The midgut is then divided into three parts, anterior, middle, and posterior. The middle midgut plays a mechanical role while the anterior and posterior midgut secretes enzymes and absorb the nutrients. Carbs are absorbed in the anterior midgut while fat and proteins are absorbed in the posterior midgut.

An interesting fact about bed bugs’ digestive system is that the midgut has a defense mechanism against blood. When stored in the bed bug’s intestines, the blood releases toxic particles, primarily free radicals. But the digestive system of the bed bug is specialized to neutralize them with a complex system of vesicles called hemoxisomes. This allows bed bugs to feed up on human blood without any toxicity or harmful effects.

According to studies, they need to feed on blood every 5 minutes for each meal. That’s why they leave more than one bite every time they feed. When they are full, the middle part of the body is filled with blood, which is digested for the following 5 to 6 days. In the process, they start to feel the instinct to search for a new meal at an interval of 3-7 days.

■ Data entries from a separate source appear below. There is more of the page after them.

PR #45, opened 2021-03-15
Comments and LogEscape

jamesob:
Just a few little changes made while reviewing. Feel free to discard or change any of the documentation edits.

### DIFF
--- a/include/mp/proxy-io.h
+++ b/include/mp/proxy-io.h
@@ -237,8 +237,8 @@ struct Waiter
     {
         m_cv.wait(lock, [&] {
             // Important for this to be "while (m_fn)", not "if (m_fn)" to avoid
-            // a lost-wakeup bug. A new m_fn and m_cv notification might be set
-            // after then fn() call and before the lock.lock() call in this loop
+            // a lost-wakeup bug. A new m_fn and m_cv notification might be sent
+            // after the fn() call and before the lock.lock() call in this loop
             // in the case where a capnp response is sent and a brand new
             // request is immediately received.
             while (m_fn) {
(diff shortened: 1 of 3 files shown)


src/mp/util.cpp
```diff
@@ -81,7 +81,7 @@ std::string LogEscape(const kj::StringTree& string)
     string.visit([&](const kj::ArrayPtr<const char>& piece) {
         if (result.size() > MAX_SIZE) return;
         for (char c : piece) {
-            if ('c' == '\\') {
```
ryanofsky, line 84: 🤦

include/mp/proxy-io.h
```diff
@@ -338,6 +338,13 @@ class Connection
 };
 
 //! Vat id for server side of connection. Required argument to RpcSystem::bootStrap()
+//!
+//! "Vat" is Cap'n Proto nomenclature for a host of various objects that facilitates
+//! bidirectional communication with other vats; it is often but not always 1-1 with
+//! processes. Cap'n Proto doesn't reference clients or servers per se; instead everything
+//! is just a vat.
+//!
+//! See also: https://github.com/capnproto/capnproto/blob/9021f0c722b36cb11e3690b0860939255ebad39c/c%2B%2B/src/capnp/rpc.capnp#L42-L56
```
ryanofsky, line 347: Further back, it's from E https://en.wikipedia.org/wiki/E_(programming_language)#Computational_model

src/mp/util.cpp
jamesob: Surprised there isn't a compiler warning for these kinds of things.

ryanofsky:
Thank you!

Bed bugs feed on blood from mammals and birds, and nothing else. They cannot chew so that they won’t feed off solid particles, and they do not eat each other. Their digestive system is specialized to absorb nutrients from blood, and it also has an interesting mechanism that neutralizes toxic particles in the blood. Their digestion is completed after 5-6 days, and in this interval, they start feeling the instinct to search for a new meal.


Rost-Roszkowska, M. M., Vilimova, J., Włodarczyk, A., Sonakowska, L., Kamińska, K., Kaszuba, F., … & Sadílek, D. (2017). Investigation of the midgut structure and ultrastructure in Cimex lectularius and Cimex pipistrelli (Hemiptera: Cimicidae). Neotropical entomology46(1), 45-57.

Santos, H. P., Rost-Roszkowska, M., Vilimova, J., & Serrão, J. E. (2017). Ultrastructure of the midgut in Heteroptera (Hemiptera) with different feeding habits. Protoplasma254(4), 1743-1753.

Reinhardt, K., & Siva-Jothy, M. T. (2007). Biology of the bed bugs (Cimicidae). Annu. Rev. Entomol.52, 351-374.